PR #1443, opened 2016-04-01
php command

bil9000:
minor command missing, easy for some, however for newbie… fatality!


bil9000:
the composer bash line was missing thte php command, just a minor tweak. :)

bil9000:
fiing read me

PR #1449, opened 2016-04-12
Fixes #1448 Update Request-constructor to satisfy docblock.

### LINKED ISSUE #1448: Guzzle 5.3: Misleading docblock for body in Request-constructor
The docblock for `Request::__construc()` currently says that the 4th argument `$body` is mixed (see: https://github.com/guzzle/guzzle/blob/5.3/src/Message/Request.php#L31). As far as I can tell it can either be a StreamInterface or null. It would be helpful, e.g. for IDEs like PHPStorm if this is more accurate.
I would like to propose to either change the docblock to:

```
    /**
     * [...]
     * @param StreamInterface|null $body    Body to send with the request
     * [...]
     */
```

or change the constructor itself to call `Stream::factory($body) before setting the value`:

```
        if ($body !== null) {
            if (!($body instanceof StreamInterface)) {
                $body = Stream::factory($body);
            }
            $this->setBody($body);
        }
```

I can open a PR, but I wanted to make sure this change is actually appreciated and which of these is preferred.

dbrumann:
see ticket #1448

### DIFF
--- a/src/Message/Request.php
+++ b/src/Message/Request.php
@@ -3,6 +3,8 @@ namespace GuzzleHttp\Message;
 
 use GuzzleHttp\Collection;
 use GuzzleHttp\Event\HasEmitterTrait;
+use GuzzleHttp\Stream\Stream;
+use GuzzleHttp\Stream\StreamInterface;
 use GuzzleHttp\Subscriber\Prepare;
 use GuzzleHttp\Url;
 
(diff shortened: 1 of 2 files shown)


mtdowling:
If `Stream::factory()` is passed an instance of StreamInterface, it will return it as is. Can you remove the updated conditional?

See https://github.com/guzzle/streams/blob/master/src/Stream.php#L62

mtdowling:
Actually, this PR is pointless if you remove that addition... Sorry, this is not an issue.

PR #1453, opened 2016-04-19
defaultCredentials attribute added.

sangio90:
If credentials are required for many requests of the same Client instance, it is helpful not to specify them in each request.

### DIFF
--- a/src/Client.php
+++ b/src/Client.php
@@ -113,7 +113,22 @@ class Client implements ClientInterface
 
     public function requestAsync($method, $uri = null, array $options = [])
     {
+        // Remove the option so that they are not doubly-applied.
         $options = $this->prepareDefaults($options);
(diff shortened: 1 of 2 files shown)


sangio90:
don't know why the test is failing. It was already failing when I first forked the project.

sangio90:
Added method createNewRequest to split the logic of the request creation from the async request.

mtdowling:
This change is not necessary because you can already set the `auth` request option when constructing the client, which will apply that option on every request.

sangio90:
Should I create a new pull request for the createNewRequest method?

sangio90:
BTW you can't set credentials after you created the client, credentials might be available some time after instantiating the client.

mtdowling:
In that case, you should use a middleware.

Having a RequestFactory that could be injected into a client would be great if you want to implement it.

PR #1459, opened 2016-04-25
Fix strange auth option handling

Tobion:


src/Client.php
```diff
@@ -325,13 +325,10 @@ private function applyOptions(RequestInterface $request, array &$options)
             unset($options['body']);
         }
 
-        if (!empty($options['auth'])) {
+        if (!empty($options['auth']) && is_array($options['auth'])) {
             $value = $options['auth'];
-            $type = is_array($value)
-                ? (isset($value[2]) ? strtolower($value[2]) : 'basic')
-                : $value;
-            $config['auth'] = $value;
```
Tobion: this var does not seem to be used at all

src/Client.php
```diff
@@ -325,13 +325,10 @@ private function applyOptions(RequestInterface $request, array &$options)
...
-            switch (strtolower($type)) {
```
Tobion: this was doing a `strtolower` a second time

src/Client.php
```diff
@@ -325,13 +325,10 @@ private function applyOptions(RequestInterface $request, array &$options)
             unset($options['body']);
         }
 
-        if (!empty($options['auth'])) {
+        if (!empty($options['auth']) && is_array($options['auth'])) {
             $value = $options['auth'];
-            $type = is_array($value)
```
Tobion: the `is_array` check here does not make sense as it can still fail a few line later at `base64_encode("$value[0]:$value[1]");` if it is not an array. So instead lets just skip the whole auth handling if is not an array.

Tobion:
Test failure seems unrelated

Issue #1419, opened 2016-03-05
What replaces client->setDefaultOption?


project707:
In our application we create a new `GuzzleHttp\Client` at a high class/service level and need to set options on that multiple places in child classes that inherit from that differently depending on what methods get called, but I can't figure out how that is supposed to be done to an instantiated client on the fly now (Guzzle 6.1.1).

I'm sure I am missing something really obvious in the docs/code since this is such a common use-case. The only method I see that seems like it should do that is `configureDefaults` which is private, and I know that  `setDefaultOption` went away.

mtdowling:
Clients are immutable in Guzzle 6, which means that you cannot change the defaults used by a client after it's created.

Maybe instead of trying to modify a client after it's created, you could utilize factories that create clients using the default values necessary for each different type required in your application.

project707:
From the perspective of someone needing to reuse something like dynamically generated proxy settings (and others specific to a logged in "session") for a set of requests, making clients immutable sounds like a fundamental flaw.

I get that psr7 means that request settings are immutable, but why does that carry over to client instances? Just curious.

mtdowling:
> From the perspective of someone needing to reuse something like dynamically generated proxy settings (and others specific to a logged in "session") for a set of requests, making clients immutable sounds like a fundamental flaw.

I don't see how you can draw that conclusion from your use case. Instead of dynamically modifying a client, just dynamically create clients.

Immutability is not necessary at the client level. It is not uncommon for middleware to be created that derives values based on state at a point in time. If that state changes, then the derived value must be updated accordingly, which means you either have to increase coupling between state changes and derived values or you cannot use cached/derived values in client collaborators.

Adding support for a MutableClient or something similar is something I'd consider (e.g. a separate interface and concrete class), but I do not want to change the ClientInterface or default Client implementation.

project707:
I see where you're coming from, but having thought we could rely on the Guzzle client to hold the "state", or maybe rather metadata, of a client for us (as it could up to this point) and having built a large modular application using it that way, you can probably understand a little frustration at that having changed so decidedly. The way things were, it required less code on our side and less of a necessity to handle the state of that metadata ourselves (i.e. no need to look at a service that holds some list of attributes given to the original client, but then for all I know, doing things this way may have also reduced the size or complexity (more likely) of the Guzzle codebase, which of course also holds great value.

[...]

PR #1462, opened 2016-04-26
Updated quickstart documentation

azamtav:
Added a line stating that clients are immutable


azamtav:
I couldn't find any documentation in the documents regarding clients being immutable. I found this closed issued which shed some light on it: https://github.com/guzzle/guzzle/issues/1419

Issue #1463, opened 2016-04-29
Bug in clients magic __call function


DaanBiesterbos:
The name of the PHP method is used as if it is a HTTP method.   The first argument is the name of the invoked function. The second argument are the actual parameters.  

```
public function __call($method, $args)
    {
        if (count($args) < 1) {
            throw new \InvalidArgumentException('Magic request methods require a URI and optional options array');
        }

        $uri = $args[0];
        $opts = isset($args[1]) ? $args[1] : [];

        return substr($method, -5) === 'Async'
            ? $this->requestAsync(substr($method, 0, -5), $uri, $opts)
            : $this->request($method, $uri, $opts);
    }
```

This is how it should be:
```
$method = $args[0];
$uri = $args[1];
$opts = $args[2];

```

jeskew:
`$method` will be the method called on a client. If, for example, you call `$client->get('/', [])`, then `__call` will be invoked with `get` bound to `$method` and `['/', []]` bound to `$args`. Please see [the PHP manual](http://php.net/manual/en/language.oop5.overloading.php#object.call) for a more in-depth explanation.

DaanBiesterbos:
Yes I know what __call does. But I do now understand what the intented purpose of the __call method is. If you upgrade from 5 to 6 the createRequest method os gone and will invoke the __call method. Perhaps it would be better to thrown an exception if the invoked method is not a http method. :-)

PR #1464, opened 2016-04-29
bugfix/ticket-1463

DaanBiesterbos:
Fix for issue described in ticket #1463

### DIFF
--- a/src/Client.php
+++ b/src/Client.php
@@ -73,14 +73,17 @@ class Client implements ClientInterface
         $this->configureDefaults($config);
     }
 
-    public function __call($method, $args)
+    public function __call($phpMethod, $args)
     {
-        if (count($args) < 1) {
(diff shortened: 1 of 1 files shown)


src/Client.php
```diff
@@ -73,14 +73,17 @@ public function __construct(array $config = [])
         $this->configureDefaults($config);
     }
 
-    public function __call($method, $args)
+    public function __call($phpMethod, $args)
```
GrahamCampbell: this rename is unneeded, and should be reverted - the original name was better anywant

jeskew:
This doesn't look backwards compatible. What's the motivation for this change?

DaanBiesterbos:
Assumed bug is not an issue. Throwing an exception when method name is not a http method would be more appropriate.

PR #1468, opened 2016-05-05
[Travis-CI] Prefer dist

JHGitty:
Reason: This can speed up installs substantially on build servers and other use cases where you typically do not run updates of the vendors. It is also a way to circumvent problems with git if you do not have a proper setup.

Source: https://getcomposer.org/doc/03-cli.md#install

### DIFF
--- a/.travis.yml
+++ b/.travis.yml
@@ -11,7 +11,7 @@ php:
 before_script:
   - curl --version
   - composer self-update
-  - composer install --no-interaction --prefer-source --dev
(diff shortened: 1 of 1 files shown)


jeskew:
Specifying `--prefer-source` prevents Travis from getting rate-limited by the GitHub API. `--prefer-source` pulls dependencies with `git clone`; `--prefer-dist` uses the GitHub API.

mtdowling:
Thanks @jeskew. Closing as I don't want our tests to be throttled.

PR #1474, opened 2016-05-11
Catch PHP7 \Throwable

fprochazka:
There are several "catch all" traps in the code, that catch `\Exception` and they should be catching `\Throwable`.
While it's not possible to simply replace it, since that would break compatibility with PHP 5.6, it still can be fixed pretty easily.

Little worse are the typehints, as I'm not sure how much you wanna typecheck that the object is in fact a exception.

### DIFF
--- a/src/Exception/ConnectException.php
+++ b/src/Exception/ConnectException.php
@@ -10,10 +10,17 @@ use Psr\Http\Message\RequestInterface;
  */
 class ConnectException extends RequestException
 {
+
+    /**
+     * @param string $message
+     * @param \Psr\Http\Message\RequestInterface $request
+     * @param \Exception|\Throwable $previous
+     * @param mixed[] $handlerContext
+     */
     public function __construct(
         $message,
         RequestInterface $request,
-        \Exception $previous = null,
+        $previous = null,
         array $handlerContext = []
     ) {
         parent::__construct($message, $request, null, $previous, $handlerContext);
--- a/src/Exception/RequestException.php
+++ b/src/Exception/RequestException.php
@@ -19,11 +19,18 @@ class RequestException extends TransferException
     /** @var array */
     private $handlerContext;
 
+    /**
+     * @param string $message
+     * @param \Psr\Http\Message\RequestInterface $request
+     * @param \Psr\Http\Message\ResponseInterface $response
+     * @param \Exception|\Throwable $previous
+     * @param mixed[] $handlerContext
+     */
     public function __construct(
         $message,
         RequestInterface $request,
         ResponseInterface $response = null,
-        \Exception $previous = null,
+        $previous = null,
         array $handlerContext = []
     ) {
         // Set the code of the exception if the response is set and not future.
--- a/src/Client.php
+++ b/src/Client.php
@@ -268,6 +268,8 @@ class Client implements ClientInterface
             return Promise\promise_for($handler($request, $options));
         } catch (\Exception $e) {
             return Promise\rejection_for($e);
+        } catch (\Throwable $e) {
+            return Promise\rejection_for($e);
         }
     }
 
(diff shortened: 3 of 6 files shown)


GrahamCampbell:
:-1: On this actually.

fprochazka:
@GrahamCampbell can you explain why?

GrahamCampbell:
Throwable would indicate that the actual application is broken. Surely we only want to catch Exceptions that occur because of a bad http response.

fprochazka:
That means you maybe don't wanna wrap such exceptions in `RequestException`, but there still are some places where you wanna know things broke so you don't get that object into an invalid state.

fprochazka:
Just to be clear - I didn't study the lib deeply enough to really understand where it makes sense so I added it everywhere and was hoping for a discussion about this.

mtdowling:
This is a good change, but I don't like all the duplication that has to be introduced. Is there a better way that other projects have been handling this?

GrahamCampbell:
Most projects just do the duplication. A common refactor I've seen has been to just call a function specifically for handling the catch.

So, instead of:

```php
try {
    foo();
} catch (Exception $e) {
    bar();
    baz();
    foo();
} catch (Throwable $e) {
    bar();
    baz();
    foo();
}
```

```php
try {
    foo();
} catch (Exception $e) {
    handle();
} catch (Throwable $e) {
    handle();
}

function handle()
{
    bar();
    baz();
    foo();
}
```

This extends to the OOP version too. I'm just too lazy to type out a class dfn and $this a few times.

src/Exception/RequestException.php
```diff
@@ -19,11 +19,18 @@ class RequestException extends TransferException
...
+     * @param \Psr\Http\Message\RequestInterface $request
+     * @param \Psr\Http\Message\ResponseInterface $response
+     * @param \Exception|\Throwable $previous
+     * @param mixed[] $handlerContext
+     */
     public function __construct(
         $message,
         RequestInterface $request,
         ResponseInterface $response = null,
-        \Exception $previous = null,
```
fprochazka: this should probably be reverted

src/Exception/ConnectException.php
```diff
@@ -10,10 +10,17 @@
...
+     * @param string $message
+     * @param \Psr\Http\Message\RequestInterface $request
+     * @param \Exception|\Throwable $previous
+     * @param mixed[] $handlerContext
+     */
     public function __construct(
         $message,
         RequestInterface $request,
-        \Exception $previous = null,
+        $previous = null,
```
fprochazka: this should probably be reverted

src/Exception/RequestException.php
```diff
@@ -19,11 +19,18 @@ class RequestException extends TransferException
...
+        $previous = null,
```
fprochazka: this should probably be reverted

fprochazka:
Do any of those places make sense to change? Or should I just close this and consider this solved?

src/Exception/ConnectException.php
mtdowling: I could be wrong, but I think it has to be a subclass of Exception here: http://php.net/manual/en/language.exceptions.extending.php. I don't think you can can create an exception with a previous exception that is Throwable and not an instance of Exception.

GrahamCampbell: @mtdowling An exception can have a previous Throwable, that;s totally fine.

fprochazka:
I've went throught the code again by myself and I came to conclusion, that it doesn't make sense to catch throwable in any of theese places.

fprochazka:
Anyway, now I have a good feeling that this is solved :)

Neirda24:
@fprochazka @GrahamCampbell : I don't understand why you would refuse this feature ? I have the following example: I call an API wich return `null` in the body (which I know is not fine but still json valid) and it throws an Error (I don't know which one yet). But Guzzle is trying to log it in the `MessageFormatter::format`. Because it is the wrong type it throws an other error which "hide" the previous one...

...

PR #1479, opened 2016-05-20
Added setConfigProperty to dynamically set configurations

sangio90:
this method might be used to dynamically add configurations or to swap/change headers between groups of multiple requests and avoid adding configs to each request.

---

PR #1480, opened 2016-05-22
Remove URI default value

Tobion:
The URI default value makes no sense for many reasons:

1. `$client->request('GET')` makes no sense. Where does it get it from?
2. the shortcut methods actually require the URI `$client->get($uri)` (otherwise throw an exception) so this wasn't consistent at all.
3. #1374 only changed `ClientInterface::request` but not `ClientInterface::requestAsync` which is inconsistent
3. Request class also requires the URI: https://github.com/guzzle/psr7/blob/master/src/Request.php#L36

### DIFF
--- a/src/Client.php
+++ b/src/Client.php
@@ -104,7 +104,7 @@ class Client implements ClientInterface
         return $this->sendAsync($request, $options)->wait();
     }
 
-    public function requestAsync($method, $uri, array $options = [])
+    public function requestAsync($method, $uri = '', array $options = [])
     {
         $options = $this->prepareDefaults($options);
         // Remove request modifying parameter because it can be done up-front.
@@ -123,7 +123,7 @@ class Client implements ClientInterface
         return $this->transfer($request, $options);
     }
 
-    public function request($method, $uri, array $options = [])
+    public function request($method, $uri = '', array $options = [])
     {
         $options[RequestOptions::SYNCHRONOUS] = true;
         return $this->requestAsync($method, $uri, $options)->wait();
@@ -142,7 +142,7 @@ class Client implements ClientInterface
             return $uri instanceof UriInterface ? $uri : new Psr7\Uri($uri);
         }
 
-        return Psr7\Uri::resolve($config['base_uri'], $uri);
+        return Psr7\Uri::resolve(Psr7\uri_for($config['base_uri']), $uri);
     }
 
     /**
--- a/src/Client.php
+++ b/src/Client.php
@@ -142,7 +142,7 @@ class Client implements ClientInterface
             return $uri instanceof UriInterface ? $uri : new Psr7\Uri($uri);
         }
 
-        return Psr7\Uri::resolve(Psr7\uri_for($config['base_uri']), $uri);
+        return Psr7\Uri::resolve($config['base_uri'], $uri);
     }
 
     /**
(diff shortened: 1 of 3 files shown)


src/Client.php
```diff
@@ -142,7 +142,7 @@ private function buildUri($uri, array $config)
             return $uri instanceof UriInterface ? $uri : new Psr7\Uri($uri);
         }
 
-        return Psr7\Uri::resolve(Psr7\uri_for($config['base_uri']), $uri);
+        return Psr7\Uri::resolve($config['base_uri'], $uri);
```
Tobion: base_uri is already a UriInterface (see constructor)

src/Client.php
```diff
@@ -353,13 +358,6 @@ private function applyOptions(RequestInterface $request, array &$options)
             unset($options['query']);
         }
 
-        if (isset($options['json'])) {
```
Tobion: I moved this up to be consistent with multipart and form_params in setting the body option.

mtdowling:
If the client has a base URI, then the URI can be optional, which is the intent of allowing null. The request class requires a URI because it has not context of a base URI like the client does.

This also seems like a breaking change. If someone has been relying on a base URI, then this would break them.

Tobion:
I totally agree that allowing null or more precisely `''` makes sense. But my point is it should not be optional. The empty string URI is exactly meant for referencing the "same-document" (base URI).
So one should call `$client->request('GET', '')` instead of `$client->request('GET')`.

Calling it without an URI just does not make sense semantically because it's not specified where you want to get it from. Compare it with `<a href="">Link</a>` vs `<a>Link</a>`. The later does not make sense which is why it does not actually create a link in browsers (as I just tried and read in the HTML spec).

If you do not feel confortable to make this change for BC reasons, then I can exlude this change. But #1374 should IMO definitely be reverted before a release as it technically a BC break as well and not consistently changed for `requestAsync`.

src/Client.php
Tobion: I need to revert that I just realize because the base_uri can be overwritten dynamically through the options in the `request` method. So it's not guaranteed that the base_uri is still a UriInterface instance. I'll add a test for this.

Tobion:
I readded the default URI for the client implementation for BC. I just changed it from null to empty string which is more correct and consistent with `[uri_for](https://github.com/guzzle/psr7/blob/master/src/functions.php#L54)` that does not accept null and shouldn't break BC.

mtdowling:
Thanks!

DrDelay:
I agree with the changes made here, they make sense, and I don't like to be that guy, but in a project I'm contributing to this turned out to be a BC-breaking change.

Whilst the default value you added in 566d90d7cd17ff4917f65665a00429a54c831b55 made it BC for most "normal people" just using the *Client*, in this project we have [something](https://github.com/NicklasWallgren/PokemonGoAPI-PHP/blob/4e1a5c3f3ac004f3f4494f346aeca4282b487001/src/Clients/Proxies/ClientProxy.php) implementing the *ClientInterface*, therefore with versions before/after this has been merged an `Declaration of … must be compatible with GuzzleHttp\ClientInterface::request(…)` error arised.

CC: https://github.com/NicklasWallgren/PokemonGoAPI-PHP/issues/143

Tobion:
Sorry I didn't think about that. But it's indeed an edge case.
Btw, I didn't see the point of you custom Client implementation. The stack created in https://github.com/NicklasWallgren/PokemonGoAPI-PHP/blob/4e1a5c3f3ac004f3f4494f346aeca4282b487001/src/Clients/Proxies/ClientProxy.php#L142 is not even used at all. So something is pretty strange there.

* What is being asked: The lines above that hold the word "trying" should be found and copied out.

* Reply:
Maybe instead of trying to modify a client after it's created, you could utilize factories that create clients using the default values necessary for each different type required in your application.
@fprochazka @GrahamCampbell : I don't understand why you would refuse this feature ? I have the following example: I call an API wich return `null` in the body (which I know is not fine but still json valid) and it throws an Error (I don't know which one yet). But Guzzle is trying to log it in the `MessageFormatter::format`. Because it is the wrong type it throws an other error which "hide" the previous one...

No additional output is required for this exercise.